Directions for this task = Through the line that contains "kmahar: let's provide", return the data below exactly, starting at its first line; leave the rest out.

Stored data
:::

PR #433, opened 2020-03-25
SWIFT-747 Implement synchronous transactions API

JamesHeppenstall:


Sources/MongoSwiftSync/ClientSession.swift
```diff
@@ -96,4 +96,45 @@ public final class ClientSession {
...
+     *
+     * - Parameters:
+     *   - options: The options to use when starting this transaction
+     *
+     * - Throws:
+     *   - `CommandError` if an error occurs that prevents the command from executing.
+     *   - `LogicError` if the session already has an in-progress transaction.
+     *   - `LogicError` if `startTransaction` is called on an ended session.
+     */
+    public func startTransaction(_ options: TransactionOptions?) throws {
```
kmahar: let's provide a default value of `nil` for the options here.

JamesHeppenstall: Ok, will do!

Sources/MongoSwiftSync/ClientSession.swift
```diff
@@ -96,4 +96,45 @@ public final class ClientSession {
...
+     *
+     * - Parameters:
+     *   - options: The options to use when starting this transaction
+     *
+     * - Throws:
+     *   - `CommandError` if an error occurs that prevents the command from executing.
+     *   - `LogicError` if the session already has an in-progress transaction.
+     *   - `LogicError` if `startTransaction` is called on an ended session.
+     */
+    public func startTransaction(_ options: TransactionOptions? = nil) throws {
```
patrickfreed: We typically don't omit the label for options parameters, so for consistency with elsewhere in the driver we probably shouldn't here either.

Sources/MongoSwiftSync/ClientSession.swift
```diff
@@ -96,4 +96,45 @@ public final class ClientSession {
     public func advanceOperationTime(to operationTime: Timestamp) {
         self.asyncSession.advanceOperationTime(to: operationTime)
     }
+
+    /**
```
patrickfreed: ditto comment in other PR about adding `SeeAlso` link to official docs.

JamesHeppenstall: Done.

Sources/MongoSwiftSync/ClientSession.swift
JamesHeppenstall: Done.

Sources/MongoSwiftSync/ClientSession.swift
patrickfreed: I think this change along with the underscore removal got reverted by mistake.

JamesHeppenstall: Thanks for catching that - will revert.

:::

Exercise solution =
PR #433, opened 2020-03-25
SWIFT-747 Implement synchronous transactions API

JamesHeppenstall:


Sources/MongoSwiftSync/ClientSession.swift
```diff
@@ -96,4 +96,45 @@ public final class ClientSession {
...
+     *
+     * - Parameters:
+     *   - options: The options to use when starting this transaction
+     *
+     * - Throws:
+     *   - `CommandError` if an error occurs that prevents the command from executing.
+     *   - `LogicError` if the session already has an in-progress transaction.
+     *   - `LogicError` if `startTransaction` is called on an ended session.
+     */
+    public func startTransaction(_ options: TransactionOptions?) throws {
```
kmahar: let's provide a default value of `nil` for the options here.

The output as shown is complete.